A Machine with Short-Term, Episodic, and Semantic Memory Systems
Introduction
The paper "A Machine with Short-Term, Episodic, and Semantic Memory Systems" (2212.02098) explores the integration of cognitive science insights into the construction of artificial reinforcement learning (RL) agents. By emulating human-like memory systems—specifically, short-term, episodic, and semantic memories—the researchers aim to improve question-answering capabilities of machines in dynamic environments. The proposed model encapsulates these memory systems within knowledge graphs to facilitate efficient storage and retrieval processes.
Methodology
The architecture of the proposed agent comprises three distinct memory systems, each represented as a knowledge graph (Figure 1):
Figure 1: The memory systems of the agent. The long-term (explicit) memory systems consist of episodic and semantic memory systems.
- Short-Term Memory: Holds recent observations and is bounded in capacity. Decisions regarding the storage of these observations into long-term memory systems (either episodic or semantic) or discarding them entirely are learned behaviors.
- Episodic Memory: Stores time-bound, individual-specific events that allow the agent to mimic human personal experiences. This memory is crucial for reconstructing specific event sequences.
- Semantic Memory: Houses general world knowledge and commonly accepted facts. This system abstracts information into more generalized, entity-based knowledge, lacking temporal specifics.
The memory retrieval process employs decision rules that prioritize the recency of episodes and the strength of semantic memories, facilitating efficient retrieval for answering environment-related questions (Algorithm 1).

Figure 2: An episodic memory and a semantic memory represented as a knowledge graph.
Reinforcement Learning Model
The agent's decision-making is powered by a deep Q-learning framework. The agent learns to decide, through interactions with a simulation environment called "the Room," whether an observation should be stored or forgotten. Each observation is represented as a quadruple (head, relation, tail, timestamp), translating the memory systems into sequences of embeddings processed by LSTM networks to inform decisions (Figure 3).

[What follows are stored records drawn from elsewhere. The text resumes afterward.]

PR #675, opened 2026-07-28
fix: use pulls.list to find open PRs by head SHA in merge gate

### LINKED ISSUE #668: Merge Gate never removes the do-not-merge label from fork PRs, blocking every PR pushed since #653
**What happened**:

The Merge Gate added in #653 applies the `do-not-merge` label on every push and is supposed to remove it once all four required workflows are green for the head commit. The apply half works. The remove half never fires for a PR from a fork, so every PR pushed since #653 merged is now permanently labeled `do-not-merge`, including PRs whose CI is entirely green.

Currently stuck this way: #382, #612, #646, #666, #667. All 39 open PRs in the repo are from forks, so no open PR can currently clear the gate. The rest are unlabeled only because nobody has pushed to them since #653 landed on Jul 23; they will pick up the label on their next push.

`do-not-merge` is removed once `Unit Tests`, `Code Coverage`, `Python Linting and Type Checks`, and `E2E Test on change` have all succeeded for the PR's head commit.

Push to any PR from a fork, wait for all four required workflows to go green, and observe that the label stays.

Worked example, #666 (head `2dd2dd8`):

- All four required workflows completed `success`, the last at `2026-07-24T20:23:55Z`.
- The `Merge Gate` run that this completion triggered (run `30123921070`) succeeded and logged nothing: no `keeping label` line, so it got past the all-green check, and no `Removed` line, so the unlabel loop body never executed.
- The issue timeline shows `labeled do-not-merge` at `20:11:28Z` and no `unlabeled` event since.

Root cause is the API used to resolve which PR to unlabel, in `.github/workflows/merge_gate.yml`:

```js
const { data: prs } = await github.rest.repos.listPullRequestsAssociatedWithCommit({
  ...context.repo,
  commit_sha: headSha,
});
```

`GET /repos/{owner}/{repo}/commits/{sha}/pulls` answers "which merged PR introduced this commit into this repository", not "which open PRs have this commit as their head". A fork PR's head commit exists only in the contributor's fork and in `refs/pull/N/head`, never in a branch of this repo, so the call returns an empty list and the loop iterates zero times.

Evidence:

1. Sampled the head SHA of 12 open PRs across 5 contributors. Eleven return an empty list.
2. The twelfth, #644, returns exactly one PR: #645, which is closed, merged, and has a different head SHA. That is the endpoint's real contract on display. The existing `pr.state !== 'open'` and `pr.head.sha !== headSha` guards correctly skip it, so it produces no removal either.
3. Positive control: `commits/307e09c/pulls`, a commit that is on `main`, correctly returns #520. The endpoint and its permissions are fine. Reachability from this repo's branches is the discriminator.
4. Not eventual consistency: the head commits of #611 and #612 are days old and still return an empty list.
5. No `Merge Gate` run in this repo has ever logged a removal.

I have not verified the behavior for a branch pushed directly to this repo rather than to a fork. That case may well work, which would explain why this was not caught in review.

Note that `context.payload.workflow_run.pull_requests` is not a workaround; it is also empty for fork PRs.

**Suggested fix**:

Match on head SHA across open PRs instead of asking which PR introduced the commit:

```diff
-            const { data: prs } = await github.rest.repos.listPullRequestsAssociatedWithCommit({
-              ...context.repo,
-              commit_sha: headSha,
-            });
+            // `listPullRequestsAssociatedWithCommit` resolves the merged PR that introduced a
+            // commit, so it returns nothing for a fork PR whose head lives only in
+            // refs/pull/N/head. List open PRs and match on head SHA instead.
+            const prs = await github.paginate(github.rest.pulls.list, {
+              ...context.repo,
+              state: 'open',
+              per_page: 100,
+            });
             for (const pr of prs) {
-              if (pr.state !== 'open' || pr.head.sha !== headSha) continue;
+              if (pr.head.sha !== headSha) continue;
```

Happy to send this as a PR.

**Environment**:
- Not run-specific; this is repo CI configuration.
- Affected file: `.github/workflows/merge_gate.yml`, introduced in #653 (merged 2026-07-23).

/kind bug
/cc @jjk-g

lenadankin:
The merge gate workflow has two parts: it adds `do-not-merge` when a PR is opened or updated, and removes the label once all required CI workflows pass. The removal path was broken for PRs originating from forks.

`listPullRequestsAssociatedWithCommit` does not reliably resolve an upstream PR when the head commit exists only in a contributor’s fork. It returns an empty list, so the unlabel loop never runs and `do-not-merge` remains on the PR even after CI passes.

Fix this by paginating open PRs with `pulls.list `and matching each PR’s current `head.sha` against the completed workflow’s SHA.

Fixes #668

### DIFF
--- a/.github/workflows/merge_gate.yml
+++ b/.github/workflows/merge_gate.yml
@@ -84,12 +84,16 @@ jobs:
 
             // All required workflows green: unlabel every open PR whose
             // current head is this commit.
-            const { data: prs } = await github.rest.repos.listPullRequestsAssociatedWithCommit({
+            // `listPullRequestsAssociatedWithCommit` does not reliably resolve an
+            // upstream PR when the head commit exists only in a contributor's fork.
+            // List open PRs and match their current head SHA instead.
+            const prs = await github.paginate(github.rest.pulls.list, {
               ...context.repo,
-              commit_sha: headSha,
+              state: 'open',
+              per_page: 100,
             });
             for (const pr of prs) {
-              if (pr.state !== 'open' || pr.head.sha !== headSha) continue;
+              if (pr.head.sha !== headSha) continue;
               if (!pr.labels.some(l => l.name === GATE_LABEL)) continue;
               try {
                 await github.rest.issues.removeLabel({


lenadankin:
@Bslabe123 can you take a look at the fix?

PR #678, opened 2026-07-30
Unify input token reporting across server_usage and client tokenization

### LINKED ISSUE #676: Unify input token reporting across server_usage and client-side tokenization
Background

Session-level replay (`replay_graph_session_datagen.py`) and the Chat API (`chat.py`) both compute prompt token counts from two possible sources: client-side tokenization and server-reported usage. When a server usage payload is available it's meant to be the source of truth for input tokens, but that intent isn't consistently wired through to the metrics that reports are built from.

Problem

1. **Inconsistent or missing use of `server_usage`**. Whether a request's server-reported usage ends up attached to its metrics depends on which code path handled it, and in one case it's dropped entirely.
  - In `replay_graph_session_datagen.py:949` (non-streaming path), usage is fetched from the response and used to compute `output_len`, but `UnaryResponseMetrics` is constructed without `server_usage=usage`. The streaming branch a few lines up (:904) does pass `server_usage` through; this branch drops it. (Output-token handling itself is out of scope for this issue — noted only because it's where server_usage is fetched.)
  - The Anthropic branch takes a different approach: `input_tokens` from `server_usage` is folded directly into `request_metrics.text.input_tokens` at construction time (`replay_graph_session_datagen.py:1068-1076, 1091-1095`), falling back to client-side tokenization (`count_anthropic_prompt_tokens`) only when `server_usage` lacks it. So for Anthropic, `request_metrics.text.input_tokens` is already pre-resolved to server-truth-or-fallback, while for chat-style paths it's purely client-estimated and `server_usage` lives (or doesn't) in a separate field.

2. **Inaccurate session-level collection**. `reportgen/base.py::_enrich_sessions` (lines 1049-1081) aggregates `total_input_tokens` purely from `request_metrics.text.input_tokens`, and never looks at `server_usage`. So even where `server_usage` is correctly attached, session-level totals don't reflect it — they only reflect whatever ended up in the client-side field, which per (1) may or may not be server-derived depending on the path.

3. **Token-count report duplication**. Lifecycle report contains two fields, `prompt_len` and `prompt_tokens`. The former is calculated from `request_metrics.text.input_tokens` and the latter first tries to retrieve the count from `server_usage`, falling back to `request_metrics.text.input_tokens` when missing.

3. **Missing tool definitions in client-side tokenization**. In `replay_graph_session_datagen.py`:888 and :913, `prompt_len` is computed by tokenizing only `msg.content` for each message, with no account for tool/function definitions sent in the request. The same gap exists in `chat.py`'s `_count_prompt_tokens` (used at :459 and :568) and in `replay_graph_session_datagen`'s `count_anthropic_prompt_tokens` (used at :1062 and :1087). Any request that includes tool definitions will under-count input tokens whenever client-side tokenization is used — i.e., whenever server usage isn't available, or once (1) is fixed but a given server doesn't return usage.

Proposal

1. Unifying use of server-side and client-side tokenization. Populate `request_metrics.text.input_tokens` with the server-usage-derived count whenever `server_usage` is present, falling back to client-side tokenization otherwise — at construction time, using the same pattern already present in the Anthropic path (`replay_graph_session_datagen.py:1068-1076, 1091-1095`). Apply this consistently across all entry points (chat-style streaming and non-streaming in `replay_graph_session_datagen.py`, and the corresponding paths in `chat.py`). This makes `request_metrics.text.input_tokens` the single, authoritative location report generation reads from, with no separate `server_usage` lookup needed downstream.

2. Include tool definitions whenever client-side tokenization is invoked, so the fallback path in (1) is accurate.

shaigrt:
## Summary
- Resolve prompt token counts once at construction time, across `chat.py`, `completion.py`, `anthropic_messages.py`, and `replay_graph_session_datagen.py`: prefer server-reported usage (`server_usage`) and fall back to client-side tokenization, so `request_metrics.text.input_tokens` becomes the single authoritative field reports read from instead of reconciling `server_usage` and client estimates separately downstream. 
- Client-side tokenization now also accounts for tool/function definitions included in the request, which were previously omitted and caused undercounting whenever the fallback path was used.
- Omitted the `prompt_len` report field and kept `prompt_tokens`, since it now reflects the unified (server-or-client) token count rather than a purely client-side length.

## Tests
- `test_chat.py` / `test_completion.py`: added coverage for `_count_prompt_tokens` including `tool_definitions`, and for `process_response` resolving `input_tokens` from server-reported `usage.prompt_tokens` (both streaming and non-streaming), falling back to client tokenization when usage is absent.
- New `tests/test_session_replay_server_usage_input_tokens.py`: exercises the same server-usage-first/client-fallback resolution against the real `SessionChatCompletionAPIData.process_response` path in `replay_graph_session_datagen.py` (not mocked), covering streaming and non-streaming, plus a case confirming the fallback counts tool definitions.
- Updated existing report/analysis/CLI-summary tests (`test_analyze.py`, `test_lifecycle_report_shape.py`, `test_summarize_requests.py`, `test_cli_summary.py`) to reflect the `prompt_len` → `prompt_tokens` field rename.

Fixes [#676](https://github.com/kubernetes-sigs/inference-perf/issues/676)


lenadankin:
maybe keep `prompt_len` as a fallback in case `prompt_tokens` just for backward compatibility? The scenario in mind is that one may have previous reports that they would like to summarize with `cli_summary.py`?

shaigrt:
@lenadankin thanks, fixed

lenadankin (approved):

Figure 3: The Q-network diagram, where the short-term Mo​, episodic Me​, and semantic Ms​ memory systems are given as the initial input.
Experimental Setup and Results
The simulation environment, "the Room," features a discrete-event system with multiple humans and objects, providing a varied and challenging setting for testing the agent's memory capabilities. The experiments demonstrate that the RL agent with human-like memory systems outperforms those lacking such structured memory, achieving high accuracy in answering both individual-specific and generalized questions.
Numerical results (Figure 4) indicate that the RL agent, when initialized with a prefilled semantic memory resembling prior world knowledge, learns more effectively and performs better in test environments compared to those starting from an empty semantic state.
Figure 4: Training, validation, and test results of the agents with the memory capacity of 32.
Discussion
The introduction of a dual-memory model—episodic and semantic—results in a nuanced memory retrieval mechanism that parallels human cognitive processes. While episodic memories support context-specific recall, semantic memories underpin generalized knowledge, allowing for adaptability across varied scenarios. This dual system effectively addresses partial observability issues inherent in many RL problems.
Conclusion
By integrating cognitive theories into algorithmic frameworks, the paper introduces an innovative RL architecture with distinct memory systems, leading to enhanced learning and problem-solving capabilities. Future research directions include extending the complexity of the environment, incorporating multimodal inputs, and employing other human-like memory representations to further emulate human cognitive functions. Continued exploration in this field may yield more robust and adaptable AI systems capable of handling a wider array of real-world applications.